§ **EXERCISE INPUT**:
%%
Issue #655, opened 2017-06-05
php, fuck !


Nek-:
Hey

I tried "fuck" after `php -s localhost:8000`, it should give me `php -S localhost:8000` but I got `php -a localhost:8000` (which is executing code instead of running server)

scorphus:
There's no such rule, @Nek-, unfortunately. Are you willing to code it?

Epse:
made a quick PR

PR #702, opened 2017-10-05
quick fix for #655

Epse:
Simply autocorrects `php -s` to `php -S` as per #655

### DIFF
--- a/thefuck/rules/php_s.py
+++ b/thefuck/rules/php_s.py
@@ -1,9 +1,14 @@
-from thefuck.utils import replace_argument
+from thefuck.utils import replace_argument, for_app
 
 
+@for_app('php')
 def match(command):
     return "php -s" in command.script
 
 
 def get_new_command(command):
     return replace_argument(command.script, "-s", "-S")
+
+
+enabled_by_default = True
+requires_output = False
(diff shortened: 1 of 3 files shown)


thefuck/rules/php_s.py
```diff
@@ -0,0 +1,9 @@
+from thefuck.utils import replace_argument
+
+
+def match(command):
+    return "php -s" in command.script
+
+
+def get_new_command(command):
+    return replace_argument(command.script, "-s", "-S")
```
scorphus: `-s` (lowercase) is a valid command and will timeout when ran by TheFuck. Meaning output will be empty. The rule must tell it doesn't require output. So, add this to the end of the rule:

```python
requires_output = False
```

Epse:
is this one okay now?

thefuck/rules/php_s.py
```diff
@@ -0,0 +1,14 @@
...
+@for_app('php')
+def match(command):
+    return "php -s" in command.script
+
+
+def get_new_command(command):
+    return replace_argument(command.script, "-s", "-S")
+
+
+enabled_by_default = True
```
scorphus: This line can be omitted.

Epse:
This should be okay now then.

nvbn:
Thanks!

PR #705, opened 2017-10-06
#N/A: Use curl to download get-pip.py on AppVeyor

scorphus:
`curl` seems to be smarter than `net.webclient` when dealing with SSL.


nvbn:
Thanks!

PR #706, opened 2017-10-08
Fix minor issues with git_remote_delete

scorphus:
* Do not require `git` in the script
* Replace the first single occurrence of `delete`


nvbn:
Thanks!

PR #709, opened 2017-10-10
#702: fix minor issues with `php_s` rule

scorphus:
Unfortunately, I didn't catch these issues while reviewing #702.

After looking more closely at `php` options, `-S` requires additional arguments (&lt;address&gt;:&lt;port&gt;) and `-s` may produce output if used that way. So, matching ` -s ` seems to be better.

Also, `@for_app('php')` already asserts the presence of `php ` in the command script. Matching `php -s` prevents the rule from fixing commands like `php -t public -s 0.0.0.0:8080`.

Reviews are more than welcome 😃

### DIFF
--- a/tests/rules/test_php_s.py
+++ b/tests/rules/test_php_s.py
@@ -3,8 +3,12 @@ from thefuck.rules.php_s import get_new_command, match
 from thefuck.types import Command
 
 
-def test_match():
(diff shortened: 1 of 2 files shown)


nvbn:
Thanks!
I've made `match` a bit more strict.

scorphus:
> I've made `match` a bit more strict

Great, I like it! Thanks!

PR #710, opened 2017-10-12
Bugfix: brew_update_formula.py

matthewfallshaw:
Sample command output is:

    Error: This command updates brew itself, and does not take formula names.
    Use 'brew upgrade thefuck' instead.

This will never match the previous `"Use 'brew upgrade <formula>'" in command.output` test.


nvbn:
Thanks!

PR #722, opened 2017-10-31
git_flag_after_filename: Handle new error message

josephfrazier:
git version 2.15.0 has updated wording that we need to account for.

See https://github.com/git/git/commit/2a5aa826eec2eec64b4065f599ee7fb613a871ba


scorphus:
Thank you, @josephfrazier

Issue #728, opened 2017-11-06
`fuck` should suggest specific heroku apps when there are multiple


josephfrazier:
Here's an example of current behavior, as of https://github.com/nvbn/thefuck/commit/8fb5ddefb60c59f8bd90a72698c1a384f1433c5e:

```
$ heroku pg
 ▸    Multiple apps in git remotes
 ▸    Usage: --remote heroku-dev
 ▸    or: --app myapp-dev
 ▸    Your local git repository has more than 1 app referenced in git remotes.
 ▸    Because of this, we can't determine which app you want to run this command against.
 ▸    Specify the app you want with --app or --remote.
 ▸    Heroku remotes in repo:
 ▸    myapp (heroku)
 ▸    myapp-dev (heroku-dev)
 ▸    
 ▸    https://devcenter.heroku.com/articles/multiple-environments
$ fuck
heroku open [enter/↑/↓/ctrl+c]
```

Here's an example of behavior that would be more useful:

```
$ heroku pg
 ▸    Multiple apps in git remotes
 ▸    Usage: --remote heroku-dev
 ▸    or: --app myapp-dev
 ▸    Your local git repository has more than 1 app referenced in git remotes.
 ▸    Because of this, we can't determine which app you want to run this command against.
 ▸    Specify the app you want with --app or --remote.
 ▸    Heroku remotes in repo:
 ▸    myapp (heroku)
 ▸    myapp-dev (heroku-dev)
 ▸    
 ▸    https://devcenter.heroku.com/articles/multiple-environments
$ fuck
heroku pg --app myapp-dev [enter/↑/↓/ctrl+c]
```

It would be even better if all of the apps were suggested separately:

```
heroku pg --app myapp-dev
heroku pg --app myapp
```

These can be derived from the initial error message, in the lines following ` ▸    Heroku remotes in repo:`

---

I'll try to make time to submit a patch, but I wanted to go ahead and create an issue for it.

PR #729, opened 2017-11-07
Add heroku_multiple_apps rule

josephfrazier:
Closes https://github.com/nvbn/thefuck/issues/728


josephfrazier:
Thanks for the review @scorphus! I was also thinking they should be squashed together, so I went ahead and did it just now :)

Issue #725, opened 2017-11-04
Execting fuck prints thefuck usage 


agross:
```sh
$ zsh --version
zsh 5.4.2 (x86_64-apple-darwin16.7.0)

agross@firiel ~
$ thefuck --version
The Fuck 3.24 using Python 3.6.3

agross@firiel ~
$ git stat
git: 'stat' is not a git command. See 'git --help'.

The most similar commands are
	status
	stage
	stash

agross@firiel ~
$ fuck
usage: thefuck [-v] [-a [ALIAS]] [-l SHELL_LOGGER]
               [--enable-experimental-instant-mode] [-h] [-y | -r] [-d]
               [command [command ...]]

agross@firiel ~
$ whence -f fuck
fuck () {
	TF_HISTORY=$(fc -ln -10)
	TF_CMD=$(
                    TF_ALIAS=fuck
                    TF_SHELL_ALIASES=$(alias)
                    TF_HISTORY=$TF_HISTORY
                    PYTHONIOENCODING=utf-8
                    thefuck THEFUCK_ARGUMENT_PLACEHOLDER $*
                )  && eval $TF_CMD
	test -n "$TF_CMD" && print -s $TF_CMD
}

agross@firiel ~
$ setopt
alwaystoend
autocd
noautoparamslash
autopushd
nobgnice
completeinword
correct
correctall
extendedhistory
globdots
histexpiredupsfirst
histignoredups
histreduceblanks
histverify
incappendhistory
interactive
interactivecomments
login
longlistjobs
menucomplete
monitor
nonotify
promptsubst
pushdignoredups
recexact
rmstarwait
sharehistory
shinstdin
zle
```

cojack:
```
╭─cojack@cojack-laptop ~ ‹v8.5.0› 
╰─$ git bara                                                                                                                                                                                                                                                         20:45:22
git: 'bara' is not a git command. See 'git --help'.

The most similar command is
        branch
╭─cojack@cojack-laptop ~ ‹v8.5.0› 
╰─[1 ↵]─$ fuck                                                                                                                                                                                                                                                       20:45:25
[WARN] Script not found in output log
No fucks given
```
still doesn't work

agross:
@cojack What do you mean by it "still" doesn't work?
%%
%%
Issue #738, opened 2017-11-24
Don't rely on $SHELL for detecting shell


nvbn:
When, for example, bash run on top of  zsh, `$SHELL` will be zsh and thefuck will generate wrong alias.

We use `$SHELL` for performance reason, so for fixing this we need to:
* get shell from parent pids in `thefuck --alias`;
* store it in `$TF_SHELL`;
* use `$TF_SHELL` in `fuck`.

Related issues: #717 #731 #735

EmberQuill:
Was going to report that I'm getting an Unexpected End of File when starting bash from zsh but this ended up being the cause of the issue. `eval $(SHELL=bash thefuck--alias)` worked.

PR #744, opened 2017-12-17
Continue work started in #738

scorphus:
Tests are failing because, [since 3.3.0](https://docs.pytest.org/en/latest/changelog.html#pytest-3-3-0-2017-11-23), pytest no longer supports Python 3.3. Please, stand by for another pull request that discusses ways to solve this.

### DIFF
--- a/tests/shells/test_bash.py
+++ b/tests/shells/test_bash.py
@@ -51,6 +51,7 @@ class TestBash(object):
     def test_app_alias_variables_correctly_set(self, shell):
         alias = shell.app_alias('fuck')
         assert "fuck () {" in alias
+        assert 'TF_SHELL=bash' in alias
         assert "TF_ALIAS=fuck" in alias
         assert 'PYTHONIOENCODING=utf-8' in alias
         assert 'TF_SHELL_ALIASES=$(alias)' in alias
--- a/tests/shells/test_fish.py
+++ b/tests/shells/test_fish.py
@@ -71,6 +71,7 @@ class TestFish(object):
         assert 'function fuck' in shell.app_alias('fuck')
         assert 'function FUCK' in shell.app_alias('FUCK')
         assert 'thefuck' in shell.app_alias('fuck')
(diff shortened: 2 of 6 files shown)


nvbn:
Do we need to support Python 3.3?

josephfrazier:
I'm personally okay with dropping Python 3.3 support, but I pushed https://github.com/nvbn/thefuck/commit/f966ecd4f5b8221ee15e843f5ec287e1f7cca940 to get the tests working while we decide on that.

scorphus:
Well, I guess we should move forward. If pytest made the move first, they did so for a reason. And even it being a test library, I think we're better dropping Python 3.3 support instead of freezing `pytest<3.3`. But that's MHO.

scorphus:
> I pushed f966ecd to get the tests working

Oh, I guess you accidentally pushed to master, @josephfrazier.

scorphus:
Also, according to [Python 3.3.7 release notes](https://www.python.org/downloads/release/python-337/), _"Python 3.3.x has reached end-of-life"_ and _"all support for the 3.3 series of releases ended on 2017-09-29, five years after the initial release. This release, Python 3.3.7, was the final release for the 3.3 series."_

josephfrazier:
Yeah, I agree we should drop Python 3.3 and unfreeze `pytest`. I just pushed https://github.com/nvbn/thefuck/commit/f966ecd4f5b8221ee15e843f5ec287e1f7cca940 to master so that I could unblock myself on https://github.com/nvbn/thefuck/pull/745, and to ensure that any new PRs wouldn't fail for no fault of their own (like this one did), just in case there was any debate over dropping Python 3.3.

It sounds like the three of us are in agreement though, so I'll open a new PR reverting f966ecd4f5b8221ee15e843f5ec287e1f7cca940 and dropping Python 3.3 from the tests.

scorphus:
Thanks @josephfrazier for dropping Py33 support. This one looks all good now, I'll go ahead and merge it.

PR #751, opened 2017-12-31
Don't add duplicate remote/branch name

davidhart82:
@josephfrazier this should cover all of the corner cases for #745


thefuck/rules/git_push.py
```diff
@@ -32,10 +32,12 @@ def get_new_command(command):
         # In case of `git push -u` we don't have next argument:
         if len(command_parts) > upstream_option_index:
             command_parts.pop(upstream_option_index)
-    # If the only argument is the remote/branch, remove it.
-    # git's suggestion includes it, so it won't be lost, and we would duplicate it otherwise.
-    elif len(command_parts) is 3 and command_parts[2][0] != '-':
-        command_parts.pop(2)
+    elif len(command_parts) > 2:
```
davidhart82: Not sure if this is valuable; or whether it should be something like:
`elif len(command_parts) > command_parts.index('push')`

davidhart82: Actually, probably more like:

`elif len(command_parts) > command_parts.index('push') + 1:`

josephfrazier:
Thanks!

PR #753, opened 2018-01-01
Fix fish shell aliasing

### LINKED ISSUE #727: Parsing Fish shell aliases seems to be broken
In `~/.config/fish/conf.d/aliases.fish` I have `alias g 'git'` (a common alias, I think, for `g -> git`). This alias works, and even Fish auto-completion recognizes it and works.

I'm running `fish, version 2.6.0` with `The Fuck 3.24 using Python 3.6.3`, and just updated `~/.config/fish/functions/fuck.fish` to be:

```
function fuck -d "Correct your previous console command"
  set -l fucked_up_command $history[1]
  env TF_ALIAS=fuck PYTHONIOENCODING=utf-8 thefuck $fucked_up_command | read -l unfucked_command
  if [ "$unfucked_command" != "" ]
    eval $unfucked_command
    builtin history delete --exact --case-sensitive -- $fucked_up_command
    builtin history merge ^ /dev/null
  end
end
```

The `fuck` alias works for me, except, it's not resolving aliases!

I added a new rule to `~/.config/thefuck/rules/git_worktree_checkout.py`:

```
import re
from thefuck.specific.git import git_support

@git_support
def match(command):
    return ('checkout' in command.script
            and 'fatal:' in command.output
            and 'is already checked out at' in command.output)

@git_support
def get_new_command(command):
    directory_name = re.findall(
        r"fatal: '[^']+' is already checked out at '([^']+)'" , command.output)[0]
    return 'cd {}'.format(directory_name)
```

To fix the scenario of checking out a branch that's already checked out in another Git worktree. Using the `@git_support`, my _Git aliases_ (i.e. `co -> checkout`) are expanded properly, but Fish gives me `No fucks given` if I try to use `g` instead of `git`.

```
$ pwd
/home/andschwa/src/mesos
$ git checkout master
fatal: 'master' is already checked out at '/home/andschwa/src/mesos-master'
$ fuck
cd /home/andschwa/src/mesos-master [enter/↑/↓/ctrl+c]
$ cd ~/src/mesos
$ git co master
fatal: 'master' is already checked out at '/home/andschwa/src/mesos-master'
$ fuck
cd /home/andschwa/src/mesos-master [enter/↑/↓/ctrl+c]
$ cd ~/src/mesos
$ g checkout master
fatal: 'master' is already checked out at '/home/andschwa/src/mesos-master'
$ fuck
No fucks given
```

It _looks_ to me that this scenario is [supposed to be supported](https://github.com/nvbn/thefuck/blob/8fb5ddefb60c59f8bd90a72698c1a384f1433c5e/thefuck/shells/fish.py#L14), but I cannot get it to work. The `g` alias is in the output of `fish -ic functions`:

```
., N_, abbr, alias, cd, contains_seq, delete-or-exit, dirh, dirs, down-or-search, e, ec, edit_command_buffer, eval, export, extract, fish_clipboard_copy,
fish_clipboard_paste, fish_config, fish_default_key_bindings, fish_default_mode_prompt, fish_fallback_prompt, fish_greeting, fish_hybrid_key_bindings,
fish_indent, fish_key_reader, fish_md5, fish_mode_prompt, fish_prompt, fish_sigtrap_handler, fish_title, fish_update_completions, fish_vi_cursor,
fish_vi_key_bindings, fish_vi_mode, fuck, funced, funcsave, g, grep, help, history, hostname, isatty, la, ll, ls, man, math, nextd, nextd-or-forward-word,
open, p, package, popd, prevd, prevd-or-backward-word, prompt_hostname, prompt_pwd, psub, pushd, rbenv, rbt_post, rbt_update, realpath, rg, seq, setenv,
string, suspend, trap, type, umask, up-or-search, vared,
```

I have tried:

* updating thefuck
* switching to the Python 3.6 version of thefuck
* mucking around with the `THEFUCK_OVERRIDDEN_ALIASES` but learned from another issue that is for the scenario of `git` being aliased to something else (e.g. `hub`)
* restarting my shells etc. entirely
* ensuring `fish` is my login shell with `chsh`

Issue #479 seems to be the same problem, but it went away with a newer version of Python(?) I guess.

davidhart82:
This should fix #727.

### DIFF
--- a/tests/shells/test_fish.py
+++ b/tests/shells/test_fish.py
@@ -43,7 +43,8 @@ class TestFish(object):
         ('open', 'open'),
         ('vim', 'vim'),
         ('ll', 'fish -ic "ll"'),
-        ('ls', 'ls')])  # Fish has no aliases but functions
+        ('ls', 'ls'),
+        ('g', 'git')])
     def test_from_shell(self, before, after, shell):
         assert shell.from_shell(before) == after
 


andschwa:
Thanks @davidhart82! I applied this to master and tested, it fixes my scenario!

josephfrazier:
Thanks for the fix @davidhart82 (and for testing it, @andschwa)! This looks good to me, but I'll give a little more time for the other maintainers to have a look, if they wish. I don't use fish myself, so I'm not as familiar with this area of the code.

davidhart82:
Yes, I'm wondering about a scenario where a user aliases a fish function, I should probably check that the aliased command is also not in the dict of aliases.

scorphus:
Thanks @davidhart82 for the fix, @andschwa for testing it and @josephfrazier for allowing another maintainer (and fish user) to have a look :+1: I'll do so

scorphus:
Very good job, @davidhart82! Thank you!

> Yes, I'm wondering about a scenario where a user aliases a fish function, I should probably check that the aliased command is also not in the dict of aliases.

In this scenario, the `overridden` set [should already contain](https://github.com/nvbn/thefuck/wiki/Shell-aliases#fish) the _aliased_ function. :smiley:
%%
§ **EXERCISE INSTRUCTIONS**: If a line in the records contains the string "with", copy it out.

§ **PROBLEM SOLUTION**:
`curl` seems to be smarter than `net.webclient` when dealing with SSL.
Fix minor issues with git_remote_delete
#702: fix minor issues with `php_s` rule
 ▸    Specify the app you want with --app or --remote.
 ▸    Specify the app you want with --app or --remote.
I'm personally okay with dropping Python 3.3 support, but I pushed https://github.com/nvbn/thefuck/commit/f966ecd4f5b8221ee15e843f5ec287e1f7cca940 to get the tests working while we decide on that.
I'm running `fish, version 2.6.0` with `The Fuck 3.24 using Python 3.6.3`, and just updated `~/.config/fish/functions/fuck.fish` to be:
* mucking around with the `THEFUCK_OVERRIDDEN_ALIASES` but learned from another issue that is for the scenario of `git` being aliased to something else (e.g. `hub`)
* ensuring `fish` is my login shell with `chsh`
Issue #479 seems to be the same problem, but it went away with a newer version of Python(?) I guess.
Thanks for the fix @davidhart82 (and for testing it, @andschwa)! This looks good to me, but I'll give a little more time for the other maintainers to have a look, if they wish. I don't use fish myself, so I'm not as familiar with this area of the code.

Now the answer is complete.